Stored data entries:
== == ==

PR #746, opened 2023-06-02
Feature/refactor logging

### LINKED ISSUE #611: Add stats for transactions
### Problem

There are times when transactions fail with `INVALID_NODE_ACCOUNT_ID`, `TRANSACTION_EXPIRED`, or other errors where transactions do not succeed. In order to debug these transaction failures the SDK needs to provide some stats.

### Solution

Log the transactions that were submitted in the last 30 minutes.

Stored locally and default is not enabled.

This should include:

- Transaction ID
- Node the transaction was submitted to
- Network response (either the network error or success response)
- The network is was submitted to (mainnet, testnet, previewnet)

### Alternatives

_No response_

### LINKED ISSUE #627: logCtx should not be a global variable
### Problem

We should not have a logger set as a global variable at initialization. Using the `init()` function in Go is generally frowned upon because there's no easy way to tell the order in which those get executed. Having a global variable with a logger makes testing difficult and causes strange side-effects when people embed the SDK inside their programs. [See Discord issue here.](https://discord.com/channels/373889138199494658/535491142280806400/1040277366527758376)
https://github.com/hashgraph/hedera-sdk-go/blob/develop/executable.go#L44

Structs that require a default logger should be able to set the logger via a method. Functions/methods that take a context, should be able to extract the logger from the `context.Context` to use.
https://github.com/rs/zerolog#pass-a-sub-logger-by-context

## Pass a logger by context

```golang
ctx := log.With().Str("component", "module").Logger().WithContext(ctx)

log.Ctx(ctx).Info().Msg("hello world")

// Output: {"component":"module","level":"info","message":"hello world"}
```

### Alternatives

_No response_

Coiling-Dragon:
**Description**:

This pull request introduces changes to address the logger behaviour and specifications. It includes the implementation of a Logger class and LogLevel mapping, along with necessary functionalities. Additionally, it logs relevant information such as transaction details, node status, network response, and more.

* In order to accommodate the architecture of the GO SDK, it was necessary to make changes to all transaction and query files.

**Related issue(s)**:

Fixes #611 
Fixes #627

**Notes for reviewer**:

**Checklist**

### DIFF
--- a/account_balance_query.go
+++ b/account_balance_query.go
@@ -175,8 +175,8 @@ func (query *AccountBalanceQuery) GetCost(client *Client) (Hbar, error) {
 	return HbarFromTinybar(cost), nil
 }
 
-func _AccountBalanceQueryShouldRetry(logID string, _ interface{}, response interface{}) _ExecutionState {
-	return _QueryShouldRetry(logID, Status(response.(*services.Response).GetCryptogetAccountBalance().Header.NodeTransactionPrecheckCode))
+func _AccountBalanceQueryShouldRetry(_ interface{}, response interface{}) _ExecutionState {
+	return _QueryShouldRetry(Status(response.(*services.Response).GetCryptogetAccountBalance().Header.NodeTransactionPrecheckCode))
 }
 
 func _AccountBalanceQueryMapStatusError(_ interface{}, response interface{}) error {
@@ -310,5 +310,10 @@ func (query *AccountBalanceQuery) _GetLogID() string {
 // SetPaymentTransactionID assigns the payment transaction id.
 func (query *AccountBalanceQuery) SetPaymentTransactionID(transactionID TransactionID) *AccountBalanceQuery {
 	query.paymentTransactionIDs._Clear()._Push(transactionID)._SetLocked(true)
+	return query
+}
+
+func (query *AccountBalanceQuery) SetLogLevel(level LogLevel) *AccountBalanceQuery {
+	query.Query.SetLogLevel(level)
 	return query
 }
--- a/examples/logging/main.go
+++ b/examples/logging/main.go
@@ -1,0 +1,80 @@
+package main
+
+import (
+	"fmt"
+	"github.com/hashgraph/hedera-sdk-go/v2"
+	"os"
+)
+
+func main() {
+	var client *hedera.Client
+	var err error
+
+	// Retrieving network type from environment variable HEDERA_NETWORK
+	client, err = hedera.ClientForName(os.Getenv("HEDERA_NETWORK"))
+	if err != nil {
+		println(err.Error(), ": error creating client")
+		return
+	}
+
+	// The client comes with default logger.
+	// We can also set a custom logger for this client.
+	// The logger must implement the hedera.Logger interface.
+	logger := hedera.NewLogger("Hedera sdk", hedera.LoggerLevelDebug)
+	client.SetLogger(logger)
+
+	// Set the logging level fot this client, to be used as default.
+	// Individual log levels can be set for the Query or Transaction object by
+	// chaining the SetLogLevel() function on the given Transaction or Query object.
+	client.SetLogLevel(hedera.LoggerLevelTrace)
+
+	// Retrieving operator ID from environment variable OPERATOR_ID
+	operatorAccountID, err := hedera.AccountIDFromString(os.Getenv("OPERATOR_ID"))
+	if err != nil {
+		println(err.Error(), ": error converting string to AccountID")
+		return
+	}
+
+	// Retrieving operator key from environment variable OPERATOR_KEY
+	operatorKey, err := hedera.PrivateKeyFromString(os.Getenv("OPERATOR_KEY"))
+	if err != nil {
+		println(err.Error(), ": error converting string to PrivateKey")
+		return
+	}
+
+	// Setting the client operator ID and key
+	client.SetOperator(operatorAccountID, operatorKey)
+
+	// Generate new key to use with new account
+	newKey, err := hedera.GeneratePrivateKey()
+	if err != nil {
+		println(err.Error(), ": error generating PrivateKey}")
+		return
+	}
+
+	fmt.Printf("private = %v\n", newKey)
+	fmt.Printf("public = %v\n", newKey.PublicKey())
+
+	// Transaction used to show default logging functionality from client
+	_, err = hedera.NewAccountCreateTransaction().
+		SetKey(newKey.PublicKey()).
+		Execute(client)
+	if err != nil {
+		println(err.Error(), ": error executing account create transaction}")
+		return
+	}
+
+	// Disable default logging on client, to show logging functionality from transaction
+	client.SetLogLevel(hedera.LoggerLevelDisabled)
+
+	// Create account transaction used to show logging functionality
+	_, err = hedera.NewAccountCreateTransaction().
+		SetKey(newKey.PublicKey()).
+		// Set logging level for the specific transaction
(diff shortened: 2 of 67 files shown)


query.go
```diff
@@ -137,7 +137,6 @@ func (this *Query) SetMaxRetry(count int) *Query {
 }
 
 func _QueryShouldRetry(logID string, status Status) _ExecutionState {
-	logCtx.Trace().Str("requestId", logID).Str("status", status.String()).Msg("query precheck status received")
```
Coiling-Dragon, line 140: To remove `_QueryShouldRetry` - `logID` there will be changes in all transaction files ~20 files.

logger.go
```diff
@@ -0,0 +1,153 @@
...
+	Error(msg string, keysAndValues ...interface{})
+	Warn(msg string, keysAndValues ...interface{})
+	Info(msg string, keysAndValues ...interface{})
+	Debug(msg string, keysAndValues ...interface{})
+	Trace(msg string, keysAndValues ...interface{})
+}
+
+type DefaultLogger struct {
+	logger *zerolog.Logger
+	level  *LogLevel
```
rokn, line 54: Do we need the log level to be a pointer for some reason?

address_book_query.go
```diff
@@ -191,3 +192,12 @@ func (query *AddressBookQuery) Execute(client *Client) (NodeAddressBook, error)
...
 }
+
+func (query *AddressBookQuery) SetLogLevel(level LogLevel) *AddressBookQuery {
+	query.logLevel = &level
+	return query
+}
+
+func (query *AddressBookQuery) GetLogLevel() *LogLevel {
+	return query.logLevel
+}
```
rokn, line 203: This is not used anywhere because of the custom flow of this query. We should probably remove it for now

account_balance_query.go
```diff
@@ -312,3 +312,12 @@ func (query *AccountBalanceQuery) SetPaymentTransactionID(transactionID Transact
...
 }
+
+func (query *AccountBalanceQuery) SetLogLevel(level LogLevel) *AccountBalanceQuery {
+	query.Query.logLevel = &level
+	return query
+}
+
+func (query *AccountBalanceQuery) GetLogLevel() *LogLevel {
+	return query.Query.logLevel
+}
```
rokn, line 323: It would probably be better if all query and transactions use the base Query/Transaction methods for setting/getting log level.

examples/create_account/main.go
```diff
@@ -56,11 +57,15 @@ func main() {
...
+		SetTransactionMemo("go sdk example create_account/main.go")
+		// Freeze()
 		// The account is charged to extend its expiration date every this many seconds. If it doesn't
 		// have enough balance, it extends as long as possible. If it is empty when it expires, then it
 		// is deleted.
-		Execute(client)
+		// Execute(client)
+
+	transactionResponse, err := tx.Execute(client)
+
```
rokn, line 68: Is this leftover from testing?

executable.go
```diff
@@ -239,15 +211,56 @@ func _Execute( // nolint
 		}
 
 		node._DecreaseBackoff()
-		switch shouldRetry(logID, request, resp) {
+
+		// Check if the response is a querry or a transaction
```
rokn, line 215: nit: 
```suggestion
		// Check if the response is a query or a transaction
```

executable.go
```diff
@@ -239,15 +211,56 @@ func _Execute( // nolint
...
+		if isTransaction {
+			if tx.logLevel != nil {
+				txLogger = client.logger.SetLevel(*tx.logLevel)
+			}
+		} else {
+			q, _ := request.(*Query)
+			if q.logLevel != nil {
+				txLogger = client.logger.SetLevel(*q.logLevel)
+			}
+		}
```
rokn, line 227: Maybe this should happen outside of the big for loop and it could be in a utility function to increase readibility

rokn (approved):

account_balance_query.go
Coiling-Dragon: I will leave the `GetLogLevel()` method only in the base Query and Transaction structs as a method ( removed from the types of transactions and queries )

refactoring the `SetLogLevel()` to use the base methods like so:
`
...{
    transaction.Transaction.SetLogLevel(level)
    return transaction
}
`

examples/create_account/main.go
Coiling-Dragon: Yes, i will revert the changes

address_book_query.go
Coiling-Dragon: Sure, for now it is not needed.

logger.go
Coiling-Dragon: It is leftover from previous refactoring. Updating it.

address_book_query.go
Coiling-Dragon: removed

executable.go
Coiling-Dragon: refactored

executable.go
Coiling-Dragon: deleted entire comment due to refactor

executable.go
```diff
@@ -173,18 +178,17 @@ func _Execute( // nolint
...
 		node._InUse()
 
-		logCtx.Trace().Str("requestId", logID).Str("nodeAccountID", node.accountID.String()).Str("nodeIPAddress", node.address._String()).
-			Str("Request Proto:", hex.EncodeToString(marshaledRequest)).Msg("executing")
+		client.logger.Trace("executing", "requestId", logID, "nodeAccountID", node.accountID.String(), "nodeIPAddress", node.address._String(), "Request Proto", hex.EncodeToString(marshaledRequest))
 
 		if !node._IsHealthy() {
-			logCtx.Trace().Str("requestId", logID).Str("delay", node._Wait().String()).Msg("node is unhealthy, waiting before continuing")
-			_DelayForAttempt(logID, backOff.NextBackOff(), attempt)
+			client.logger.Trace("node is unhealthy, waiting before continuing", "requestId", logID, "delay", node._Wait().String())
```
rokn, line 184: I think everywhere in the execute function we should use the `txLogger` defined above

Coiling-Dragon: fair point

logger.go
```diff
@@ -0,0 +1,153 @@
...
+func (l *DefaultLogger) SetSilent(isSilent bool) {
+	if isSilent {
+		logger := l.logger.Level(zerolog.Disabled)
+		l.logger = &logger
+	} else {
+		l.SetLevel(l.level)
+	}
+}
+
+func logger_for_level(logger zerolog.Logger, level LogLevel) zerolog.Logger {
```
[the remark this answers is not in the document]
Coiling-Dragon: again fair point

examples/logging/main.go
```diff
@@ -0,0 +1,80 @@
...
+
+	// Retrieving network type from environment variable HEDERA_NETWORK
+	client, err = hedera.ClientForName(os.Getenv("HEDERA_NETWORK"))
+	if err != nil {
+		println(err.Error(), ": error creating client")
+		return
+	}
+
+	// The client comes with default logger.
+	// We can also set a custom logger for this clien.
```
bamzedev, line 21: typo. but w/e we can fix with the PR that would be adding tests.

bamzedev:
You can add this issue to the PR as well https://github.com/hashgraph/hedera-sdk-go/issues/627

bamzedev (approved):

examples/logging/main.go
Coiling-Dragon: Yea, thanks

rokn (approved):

== == ==

Work required ▸
Only lines containing "keysAndValues" belong in the answer; copy every such line from the records.

Completed task ▸
+	Error(msg string, keysAndValues ...interface{})
+	Warn(msg string, keysAndValues ...interface{})
+	Info(msg string, keysAndValues ...interface{})
+	Debug(msg string, keysAndValues ...interface{})
+	Trace(msg string, keysAndValues ...interface{})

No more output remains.